[Problem statement] Among the entries below, find the lines with the word "public" and return them.

** Data provided follows **

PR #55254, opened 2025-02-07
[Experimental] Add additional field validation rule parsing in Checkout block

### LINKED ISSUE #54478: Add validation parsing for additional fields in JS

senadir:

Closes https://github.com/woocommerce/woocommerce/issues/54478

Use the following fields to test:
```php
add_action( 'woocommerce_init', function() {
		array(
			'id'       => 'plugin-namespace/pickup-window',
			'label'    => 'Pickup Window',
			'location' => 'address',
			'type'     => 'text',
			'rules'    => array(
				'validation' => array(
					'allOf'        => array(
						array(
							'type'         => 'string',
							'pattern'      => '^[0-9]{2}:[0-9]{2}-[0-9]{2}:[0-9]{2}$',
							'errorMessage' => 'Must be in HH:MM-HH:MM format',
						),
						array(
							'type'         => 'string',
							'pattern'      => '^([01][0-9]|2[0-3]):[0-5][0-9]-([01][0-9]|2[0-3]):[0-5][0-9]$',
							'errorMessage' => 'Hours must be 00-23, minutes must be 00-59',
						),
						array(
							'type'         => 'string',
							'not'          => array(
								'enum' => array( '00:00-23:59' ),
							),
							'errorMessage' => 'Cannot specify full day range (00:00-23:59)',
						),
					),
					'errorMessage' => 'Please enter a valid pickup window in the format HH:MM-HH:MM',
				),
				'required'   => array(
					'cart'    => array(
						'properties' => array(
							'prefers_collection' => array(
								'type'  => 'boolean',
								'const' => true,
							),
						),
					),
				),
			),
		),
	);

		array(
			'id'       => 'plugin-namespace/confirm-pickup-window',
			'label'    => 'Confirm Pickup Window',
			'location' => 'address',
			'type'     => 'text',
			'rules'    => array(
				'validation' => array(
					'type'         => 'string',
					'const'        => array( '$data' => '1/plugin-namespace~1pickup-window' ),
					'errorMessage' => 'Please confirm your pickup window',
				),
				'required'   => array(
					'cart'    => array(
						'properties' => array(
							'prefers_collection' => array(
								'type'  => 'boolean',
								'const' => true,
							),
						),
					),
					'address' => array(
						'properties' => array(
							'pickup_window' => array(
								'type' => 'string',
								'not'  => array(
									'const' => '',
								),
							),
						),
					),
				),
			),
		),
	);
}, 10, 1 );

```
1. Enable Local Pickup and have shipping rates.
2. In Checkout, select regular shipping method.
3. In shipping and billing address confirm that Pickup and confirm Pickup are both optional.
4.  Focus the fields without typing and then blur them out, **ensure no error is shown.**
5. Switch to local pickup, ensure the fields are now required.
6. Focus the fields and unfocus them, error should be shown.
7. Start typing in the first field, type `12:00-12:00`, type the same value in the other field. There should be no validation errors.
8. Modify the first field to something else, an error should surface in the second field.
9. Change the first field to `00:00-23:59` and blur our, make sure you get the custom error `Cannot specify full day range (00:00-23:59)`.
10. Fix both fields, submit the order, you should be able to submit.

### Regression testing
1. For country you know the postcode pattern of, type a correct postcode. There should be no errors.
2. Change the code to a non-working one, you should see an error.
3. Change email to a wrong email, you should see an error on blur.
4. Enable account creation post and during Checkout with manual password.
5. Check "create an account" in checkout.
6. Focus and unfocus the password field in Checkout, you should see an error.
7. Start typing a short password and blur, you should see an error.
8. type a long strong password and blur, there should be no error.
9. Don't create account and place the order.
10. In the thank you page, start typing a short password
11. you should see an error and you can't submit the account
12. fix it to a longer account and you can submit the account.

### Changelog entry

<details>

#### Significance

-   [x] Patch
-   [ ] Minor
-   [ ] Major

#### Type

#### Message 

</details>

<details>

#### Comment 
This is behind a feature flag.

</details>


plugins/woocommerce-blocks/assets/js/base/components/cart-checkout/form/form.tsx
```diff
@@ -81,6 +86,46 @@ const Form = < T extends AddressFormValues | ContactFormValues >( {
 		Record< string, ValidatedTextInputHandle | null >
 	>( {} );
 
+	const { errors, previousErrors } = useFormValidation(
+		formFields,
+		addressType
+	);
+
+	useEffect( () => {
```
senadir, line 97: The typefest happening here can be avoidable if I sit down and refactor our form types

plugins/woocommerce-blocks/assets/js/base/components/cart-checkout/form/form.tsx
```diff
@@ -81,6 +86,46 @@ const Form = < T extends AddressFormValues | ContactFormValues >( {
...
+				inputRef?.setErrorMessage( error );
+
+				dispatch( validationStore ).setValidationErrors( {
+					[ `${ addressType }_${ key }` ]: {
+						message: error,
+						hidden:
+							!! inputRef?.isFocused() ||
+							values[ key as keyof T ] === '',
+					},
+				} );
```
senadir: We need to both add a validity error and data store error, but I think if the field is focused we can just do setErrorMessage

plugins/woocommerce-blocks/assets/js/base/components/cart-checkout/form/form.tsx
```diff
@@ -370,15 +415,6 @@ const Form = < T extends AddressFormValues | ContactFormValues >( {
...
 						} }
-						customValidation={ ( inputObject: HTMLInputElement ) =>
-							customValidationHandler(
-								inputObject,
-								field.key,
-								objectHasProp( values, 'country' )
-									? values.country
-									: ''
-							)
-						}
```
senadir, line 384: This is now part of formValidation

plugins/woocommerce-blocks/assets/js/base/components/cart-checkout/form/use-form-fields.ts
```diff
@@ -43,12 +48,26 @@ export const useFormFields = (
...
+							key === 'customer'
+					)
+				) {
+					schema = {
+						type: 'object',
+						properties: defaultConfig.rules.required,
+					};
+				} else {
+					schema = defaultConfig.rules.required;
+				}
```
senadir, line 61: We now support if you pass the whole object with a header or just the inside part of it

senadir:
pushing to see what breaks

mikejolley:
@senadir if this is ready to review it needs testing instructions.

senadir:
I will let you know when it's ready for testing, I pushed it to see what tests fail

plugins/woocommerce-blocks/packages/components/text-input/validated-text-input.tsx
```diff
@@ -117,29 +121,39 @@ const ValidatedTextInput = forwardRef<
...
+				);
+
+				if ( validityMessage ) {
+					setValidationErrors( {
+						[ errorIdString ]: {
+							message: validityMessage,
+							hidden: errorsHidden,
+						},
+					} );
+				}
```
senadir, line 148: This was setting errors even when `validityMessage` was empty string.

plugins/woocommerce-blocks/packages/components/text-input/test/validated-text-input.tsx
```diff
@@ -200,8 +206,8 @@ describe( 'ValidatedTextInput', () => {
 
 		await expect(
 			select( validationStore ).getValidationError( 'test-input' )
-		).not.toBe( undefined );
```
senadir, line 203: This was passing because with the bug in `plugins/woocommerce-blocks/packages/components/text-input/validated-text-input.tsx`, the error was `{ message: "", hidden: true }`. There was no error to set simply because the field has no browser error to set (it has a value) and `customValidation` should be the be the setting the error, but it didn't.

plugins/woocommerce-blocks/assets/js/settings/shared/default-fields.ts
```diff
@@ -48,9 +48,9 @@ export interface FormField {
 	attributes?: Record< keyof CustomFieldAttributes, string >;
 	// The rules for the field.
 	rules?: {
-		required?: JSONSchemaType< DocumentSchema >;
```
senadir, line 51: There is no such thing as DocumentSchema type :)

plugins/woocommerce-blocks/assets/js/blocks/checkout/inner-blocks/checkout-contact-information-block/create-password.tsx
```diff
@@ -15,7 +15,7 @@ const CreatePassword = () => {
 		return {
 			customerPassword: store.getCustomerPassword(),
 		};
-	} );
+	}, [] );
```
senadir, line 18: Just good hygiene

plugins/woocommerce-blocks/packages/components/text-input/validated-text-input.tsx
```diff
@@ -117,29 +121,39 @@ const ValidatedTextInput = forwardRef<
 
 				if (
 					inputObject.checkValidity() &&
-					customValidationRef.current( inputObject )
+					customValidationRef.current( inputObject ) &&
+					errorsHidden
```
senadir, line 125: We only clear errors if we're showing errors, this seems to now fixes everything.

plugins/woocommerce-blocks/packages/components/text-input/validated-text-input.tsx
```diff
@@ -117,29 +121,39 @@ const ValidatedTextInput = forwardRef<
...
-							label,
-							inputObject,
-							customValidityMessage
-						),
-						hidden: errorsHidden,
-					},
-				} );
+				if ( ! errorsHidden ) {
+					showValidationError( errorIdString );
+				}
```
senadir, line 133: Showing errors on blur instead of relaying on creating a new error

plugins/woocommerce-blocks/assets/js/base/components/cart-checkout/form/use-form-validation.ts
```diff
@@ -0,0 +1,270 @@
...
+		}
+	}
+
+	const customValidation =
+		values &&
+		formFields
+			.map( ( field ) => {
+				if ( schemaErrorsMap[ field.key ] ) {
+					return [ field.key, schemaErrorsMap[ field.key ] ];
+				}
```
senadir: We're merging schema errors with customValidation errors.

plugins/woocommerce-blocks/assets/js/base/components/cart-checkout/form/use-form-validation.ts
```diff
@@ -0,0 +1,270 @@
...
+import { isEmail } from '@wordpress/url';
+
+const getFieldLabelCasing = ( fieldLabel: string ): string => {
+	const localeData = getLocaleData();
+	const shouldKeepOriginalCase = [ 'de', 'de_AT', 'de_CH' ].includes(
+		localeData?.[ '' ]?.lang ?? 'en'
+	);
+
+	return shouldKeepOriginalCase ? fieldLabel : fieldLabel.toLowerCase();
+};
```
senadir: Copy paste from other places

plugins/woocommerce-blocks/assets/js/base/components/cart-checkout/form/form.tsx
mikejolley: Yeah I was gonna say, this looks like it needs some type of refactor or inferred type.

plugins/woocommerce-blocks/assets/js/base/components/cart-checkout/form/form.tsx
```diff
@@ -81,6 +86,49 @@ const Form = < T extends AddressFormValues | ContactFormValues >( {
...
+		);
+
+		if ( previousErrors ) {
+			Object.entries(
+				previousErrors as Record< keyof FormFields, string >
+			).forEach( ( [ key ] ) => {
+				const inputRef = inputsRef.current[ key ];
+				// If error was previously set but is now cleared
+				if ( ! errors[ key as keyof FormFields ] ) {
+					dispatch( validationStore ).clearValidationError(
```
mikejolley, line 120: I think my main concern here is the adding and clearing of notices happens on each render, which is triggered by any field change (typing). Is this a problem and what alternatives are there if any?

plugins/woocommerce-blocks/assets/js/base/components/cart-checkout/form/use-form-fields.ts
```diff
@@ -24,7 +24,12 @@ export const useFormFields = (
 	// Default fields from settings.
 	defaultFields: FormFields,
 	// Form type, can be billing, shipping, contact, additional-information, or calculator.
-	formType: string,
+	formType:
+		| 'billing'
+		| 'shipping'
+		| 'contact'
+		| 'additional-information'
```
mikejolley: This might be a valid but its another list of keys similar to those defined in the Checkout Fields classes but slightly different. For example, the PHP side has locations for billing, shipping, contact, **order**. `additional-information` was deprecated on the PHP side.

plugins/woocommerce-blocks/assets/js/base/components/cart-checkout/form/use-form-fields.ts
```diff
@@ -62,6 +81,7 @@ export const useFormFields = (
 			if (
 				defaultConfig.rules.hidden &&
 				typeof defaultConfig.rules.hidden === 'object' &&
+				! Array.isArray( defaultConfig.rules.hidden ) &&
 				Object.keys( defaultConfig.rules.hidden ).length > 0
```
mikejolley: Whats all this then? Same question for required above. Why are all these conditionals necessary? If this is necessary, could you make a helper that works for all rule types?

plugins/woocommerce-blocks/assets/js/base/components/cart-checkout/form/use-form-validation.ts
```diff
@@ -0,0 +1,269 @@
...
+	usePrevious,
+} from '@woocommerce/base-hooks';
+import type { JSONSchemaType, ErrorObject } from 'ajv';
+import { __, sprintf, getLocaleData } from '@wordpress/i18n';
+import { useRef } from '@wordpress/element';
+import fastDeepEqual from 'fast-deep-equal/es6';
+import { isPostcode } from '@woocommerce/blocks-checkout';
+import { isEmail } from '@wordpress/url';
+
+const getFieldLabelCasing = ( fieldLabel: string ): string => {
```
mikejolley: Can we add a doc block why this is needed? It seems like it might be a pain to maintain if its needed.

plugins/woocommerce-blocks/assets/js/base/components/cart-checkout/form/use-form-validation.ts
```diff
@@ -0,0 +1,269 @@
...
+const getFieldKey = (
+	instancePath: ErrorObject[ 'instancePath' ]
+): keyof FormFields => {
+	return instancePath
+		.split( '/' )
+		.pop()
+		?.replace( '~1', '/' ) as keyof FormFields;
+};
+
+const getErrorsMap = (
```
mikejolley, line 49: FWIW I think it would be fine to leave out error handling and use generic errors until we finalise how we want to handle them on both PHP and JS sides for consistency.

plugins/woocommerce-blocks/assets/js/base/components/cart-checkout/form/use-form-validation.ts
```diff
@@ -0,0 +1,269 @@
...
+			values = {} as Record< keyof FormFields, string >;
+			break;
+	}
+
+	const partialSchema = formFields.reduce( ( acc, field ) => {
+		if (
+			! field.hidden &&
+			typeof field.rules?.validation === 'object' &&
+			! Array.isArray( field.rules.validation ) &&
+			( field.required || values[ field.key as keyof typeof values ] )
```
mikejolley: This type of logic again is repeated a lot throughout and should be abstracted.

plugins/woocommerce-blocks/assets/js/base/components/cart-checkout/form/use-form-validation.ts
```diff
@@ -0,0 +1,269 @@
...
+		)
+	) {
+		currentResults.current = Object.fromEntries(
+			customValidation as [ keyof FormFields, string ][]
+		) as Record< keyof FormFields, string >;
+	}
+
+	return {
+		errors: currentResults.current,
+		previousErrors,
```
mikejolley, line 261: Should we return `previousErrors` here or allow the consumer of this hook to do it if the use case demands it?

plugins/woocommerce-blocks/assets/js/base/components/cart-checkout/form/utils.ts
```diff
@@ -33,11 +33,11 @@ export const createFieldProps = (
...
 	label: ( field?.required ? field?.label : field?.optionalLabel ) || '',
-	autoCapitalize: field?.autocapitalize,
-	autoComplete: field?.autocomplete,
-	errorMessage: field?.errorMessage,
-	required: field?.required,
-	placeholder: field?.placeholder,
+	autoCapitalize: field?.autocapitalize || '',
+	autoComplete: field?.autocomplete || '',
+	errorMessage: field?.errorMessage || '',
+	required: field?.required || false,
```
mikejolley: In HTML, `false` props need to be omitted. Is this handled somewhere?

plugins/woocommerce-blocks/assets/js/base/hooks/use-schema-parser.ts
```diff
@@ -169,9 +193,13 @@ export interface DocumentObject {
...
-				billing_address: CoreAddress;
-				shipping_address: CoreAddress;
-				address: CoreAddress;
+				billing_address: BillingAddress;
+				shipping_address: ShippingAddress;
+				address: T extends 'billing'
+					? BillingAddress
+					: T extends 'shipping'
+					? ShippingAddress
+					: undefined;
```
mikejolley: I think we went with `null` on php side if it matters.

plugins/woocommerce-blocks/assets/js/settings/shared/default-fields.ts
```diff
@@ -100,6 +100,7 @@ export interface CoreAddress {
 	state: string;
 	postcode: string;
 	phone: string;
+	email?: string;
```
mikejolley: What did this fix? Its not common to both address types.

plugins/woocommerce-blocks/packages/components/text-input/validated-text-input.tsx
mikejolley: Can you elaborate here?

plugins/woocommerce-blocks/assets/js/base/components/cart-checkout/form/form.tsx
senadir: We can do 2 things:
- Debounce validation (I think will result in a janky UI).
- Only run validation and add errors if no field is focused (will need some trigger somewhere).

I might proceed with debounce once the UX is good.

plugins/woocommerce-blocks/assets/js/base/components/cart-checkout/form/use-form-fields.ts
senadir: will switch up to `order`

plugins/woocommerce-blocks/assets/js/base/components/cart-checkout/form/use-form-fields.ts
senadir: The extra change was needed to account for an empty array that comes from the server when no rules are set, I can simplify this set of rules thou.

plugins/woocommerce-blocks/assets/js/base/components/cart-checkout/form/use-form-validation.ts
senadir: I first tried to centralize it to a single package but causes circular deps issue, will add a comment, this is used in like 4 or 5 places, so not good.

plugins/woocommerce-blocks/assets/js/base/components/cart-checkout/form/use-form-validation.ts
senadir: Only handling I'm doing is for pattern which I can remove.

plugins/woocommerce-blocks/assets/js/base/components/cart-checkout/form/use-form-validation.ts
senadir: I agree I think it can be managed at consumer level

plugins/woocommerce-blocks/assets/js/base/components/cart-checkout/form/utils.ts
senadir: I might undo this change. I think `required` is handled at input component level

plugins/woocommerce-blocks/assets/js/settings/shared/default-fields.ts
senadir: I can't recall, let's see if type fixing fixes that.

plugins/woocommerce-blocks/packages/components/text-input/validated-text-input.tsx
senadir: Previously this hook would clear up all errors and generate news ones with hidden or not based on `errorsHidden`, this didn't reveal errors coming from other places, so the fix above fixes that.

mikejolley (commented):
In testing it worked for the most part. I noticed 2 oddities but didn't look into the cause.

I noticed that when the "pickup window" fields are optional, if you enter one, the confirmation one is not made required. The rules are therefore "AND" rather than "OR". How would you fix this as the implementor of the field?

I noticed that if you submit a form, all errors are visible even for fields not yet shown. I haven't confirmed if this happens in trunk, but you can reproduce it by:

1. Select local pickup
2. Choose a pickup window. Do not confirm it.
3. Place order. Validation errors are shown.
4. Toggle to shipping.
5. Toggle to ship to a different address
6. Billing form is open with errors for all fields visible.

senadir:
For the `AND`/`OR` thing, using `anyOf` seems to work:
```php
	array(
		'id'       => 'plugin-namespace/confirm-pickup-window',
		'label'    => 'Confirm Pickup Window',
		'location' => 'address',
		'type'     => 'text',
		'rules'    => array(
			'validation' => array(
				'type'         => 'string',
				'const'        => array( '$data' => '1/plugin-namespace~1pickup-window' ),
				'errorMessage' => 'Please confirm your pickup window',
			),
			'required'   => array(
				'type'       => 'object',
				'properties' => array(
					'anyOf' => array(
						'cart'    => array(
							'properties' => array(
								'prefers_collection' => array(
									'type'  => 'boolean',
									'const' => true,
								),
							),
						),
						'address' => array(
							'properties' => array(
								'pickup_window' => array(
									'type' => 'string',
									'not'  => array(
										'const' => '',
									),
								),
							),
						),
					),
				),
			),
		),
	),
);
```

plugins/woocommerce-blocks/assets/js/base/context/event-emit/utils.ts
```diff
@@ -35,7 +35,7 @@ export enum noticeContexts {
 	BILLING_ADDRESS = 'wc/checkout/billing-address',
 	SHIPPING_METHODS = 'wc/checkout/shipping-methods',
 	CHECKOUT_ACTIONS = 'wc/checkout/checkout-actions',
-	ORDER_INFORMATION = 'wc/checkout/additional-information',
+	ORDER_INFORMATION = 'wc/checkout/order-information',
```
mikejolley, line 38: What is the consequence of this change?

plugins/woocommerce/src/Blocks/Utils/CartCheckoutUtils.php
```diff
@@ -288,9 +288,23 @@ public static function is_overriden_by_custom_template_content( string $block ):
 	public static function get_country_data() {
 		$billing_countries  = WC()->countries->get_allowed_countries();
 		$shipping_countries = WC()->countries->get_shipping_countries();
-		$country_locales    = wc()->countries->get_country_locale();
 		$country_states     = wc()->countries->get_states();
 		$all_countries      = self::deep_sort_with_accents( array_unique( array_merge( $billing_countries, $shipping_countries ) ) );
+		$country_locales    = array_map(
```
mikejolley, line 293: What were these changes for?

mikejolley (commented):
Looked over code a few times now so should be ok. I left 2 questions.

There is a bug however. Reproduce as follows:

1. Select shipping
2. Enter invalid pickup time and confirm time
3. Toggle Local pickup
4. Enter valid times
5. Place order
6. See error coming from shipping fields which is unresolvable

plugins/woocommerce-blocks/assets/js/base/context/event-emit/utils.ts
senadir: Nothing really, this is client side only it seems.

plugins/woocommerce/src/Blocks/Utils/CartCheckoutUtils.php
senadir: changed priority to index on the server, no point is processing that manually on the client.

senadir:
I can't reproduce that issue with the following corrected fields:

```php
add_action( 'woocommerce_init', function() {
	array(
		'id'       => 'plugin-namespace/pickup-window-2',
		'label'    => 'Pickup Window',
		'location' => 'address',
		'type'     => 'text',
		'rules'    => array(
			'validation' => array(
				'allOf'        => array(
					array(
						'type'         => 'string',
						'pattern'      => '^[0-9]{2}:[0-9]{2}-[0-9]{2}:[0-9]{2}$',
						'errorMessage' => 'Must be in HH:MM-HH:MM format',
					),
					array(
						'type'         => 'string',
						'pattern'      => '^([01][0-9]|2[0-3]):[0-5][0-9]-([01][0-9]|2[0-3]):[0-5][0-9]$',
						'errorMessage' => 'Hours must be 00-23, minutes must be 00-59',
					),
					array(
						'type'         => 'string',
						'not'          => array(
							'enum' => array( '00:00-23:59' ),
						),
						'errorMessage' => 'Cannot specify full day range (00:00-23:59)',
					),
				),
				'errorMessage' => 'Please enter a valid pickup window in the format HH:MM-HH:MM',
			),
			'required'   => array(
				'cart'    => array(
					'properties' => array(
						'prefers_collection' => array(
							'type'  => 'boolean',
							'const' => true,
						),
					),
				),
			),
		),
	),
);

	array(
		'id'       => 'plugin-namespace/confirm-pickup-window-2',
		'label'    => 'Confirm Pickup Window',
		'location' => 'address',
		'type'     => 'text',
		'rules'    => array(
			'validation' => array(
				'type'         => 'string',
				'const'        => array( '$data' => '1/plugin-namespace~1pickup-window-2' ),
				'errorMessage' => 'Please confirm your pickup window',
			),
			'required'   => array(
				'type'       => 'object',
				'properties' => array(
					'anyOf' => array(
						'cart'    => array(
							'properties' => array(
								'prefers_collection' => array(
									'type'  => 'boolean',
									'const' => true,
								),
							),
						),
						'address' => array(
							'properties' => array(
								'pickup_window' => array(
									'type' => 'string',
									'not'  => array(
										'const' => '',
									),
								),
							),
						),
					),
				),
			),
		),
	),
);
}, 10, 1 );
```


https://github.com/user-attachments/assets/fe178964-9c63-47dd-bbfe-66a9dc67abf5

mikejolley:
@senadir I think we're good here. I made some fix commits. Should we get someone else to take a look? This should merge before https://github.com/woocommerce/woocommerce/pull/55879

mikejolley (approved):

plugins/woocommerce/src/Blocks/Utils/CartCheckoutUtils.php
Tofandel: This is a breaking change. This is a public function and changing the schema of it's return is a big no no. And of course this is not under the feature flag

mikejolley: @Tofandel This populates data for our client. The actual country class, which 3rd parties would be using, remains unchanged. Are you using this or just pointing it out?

** End of Data provided **

[Written solution]
@@ -288,9 +288,23 @@ public static function is_overriden_by_custom_template_content( string $block ):
 	public static function get_country_data() {
Tofandel: This is a breaking change. This is a public function and changing the schema of it's return is a big no no. And of course this is not under the feature flag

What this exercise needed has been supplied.